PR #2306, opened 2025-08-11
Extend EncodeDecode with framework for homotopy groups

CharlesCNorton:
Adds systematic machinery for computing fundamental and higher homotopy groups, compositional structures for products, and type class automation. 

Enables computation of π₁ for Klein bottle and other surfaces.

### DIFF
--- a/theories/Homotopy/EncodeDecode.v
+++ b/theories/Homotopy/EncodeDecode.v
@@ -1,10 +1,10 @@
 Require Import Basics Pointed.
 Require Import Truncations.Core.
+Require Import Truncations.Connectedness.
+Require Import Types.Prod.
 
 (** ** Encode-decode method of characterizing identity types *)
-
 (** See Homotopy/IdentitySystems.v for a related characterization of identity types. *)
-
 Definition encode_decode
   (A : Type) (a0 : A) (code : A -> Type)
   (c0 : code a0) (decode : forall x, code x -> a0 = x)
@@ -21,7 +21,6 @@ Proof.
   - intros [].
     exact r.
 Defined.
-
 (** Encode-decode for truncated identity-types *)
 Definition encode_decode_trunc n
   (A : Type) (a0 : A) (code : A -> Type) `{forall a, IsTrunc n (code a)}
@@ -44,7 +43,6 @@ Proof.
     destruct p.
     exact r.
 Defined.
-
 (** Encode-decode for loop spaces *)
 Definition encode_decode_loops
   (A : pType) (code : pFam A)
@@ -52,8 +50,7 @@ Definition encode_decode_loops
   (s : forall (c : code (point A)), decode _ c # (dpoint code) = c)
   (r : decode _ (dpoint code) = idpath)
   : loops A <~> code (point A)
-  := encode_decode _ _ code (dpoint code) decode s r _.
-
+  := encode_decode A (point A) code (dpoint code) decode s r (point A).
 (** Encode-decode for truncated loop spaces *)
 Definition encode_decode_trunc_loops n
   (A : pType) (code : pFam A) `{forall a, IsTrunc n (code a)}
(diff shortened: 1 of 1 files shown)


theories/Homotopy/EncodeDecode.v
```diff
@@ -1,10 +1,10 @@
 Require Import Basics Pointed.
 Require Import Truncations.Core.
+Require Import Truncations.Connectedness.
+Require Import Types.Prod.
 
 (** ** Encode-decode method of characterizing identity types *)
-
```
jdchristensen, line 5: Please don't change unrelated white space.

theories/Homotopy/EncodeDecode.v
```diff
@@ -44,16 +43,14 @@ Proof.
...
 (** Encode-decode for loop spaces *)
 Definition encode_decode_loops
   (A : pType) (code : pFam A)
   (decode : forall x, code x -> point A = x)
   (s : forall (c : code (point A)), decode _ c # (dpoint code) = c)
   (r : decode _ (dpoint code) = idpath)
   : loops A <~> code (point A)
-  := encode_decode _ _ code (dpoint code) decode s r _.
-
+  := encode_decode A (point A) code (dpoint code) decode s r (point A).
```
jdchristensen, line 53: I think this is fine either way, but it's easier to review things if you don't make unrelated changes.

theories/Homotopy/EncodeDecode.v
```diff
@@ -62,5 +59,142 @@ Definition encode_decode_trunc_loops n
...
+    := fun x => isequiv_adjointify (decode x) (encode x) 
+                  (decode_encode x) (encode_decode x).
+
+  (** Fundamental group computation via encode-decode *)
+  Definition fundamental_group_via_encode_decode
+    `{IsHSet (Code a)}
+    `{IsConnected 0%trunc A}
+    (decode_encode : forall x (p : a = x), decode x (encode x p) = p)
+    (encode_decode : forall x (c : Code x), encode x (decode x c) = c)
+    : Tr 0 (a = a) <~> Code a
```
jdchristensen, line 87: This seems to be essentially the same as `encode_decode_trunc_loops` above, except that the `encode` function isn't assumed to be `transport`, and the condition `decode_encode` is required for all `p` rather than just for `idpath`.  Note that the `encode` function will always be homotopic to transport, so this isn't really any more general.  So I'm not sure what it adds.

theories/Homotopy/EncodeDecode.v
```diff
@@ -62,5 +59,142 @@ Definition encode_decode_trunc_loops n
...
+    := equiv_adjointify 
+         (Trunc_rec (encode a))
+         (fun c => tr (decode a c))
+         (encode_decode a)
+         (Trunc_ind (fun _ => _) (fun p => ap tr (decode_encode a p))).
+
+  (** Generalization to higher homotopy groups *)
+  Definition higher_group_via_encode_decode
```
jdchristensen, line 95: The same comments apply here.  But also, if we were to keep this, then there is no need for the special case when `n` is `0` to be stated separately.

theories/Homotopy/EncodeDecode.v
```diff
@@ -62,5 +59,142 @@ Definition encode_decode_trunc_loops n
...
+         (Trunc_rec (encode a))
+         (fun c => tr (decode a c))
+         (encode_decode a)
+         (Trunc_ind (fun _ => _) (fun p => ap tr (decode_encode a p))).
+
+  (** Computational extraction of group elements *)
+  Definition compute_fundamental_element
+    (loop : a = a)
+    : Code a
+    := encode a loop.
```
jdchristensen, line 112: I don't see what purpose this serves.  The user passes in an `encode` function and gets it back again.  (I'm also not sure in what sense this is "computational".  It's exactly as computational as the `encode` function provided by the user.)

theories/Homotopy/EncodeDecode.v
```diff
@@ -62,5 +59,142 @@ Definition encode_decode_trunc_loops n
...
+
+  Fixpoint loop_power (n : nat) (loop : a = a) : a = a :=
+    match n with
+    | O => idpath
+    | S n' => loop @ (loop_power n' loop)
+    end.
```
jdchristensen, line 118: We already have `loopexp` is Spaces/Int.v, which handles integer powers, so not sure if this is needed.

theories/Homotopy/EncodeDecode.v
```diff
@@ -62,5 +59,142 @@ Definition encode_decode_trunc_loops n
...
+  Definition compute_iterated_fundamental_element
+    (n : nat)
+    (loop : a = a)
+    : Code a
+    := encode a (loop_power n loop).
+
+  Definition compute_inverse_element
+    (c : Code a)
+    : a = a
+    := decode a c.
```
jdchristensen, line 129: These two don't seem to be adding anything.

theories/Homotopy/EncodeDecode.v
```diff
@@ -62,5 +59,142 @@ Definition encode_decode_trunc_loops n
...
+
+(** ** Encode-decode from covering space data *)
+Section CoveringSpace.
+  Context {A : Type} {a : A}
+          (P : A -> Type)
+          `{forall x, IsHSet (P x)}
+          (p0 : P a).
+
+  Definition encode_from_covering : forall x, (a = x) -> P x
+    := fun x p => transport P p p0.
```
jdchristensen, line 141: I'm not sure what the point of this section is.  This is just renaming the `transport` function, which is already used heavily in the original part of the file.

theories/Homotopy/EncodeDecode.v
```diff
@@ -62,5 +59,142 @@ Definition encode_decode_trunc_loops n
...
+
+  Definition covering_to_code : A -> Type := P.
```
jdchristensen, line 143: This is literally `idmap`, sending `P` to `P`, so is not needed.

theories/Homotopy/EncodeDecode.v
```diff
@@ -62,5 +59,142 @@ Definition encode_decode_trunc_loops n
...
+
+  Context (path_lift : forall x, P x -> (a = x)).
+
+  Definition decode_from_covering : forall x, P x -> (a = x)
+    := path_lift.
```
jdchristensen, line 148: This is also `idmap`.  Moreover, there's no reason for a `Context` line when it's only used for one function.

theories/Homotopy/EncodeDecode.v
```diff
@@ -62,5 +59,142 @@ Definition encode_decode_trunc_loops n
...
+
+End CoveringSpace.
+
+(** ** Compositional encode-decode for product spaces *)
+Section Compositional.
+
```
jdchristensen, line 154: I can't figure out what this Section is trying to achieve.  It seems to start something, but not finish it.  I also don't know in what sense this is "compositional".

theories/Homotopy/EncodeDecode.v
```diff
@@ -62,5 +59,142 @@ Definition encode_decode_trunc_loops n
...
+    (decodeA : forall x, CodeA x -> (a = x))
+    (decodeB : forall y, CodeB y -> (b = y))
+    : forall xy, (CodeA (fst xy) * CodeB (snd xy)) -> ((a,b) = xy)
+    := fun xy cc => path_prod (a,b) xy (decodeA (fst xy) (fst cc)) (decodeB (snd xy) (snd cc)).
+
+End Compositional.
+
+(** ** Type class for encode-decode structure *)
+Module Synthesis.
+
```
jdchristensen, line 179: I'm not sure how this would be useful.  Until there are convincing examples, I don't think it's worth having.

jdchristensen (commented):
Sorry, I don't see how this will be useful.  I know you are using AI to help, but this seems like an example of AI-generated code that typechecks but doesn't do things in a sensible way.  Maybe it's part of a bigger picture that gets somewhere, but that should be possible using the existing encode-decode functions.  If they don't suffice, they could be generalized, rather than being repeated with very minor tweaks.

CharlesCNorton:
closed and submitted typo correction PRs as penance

Activity —
Quote exactly what appears from the line containing "jdchristensen, line 179: I'm" through the final line of the listing above, including both of those lines.

Answer to this exercise —
jdchristensen, line 179: I'm not sure how this would be useful.  Until there are convincing examples, I don't think it's worth having.

jdchristensen (commented):
Sorry, I don't see how this will be useful.  I know you are using AI to help, but this seems like an example of AI-generated code that typechecks but doesn't do things in a sensible way.  Maybe it's part of a bigger picture that gets somewhere, but that should be possible using the existing encode-decode functions.  If they don't suffice, they could be generalized, rather than being repeated with very minor tweaks.

CharlesCNorton:
closed and submitted typo correction PRs as penance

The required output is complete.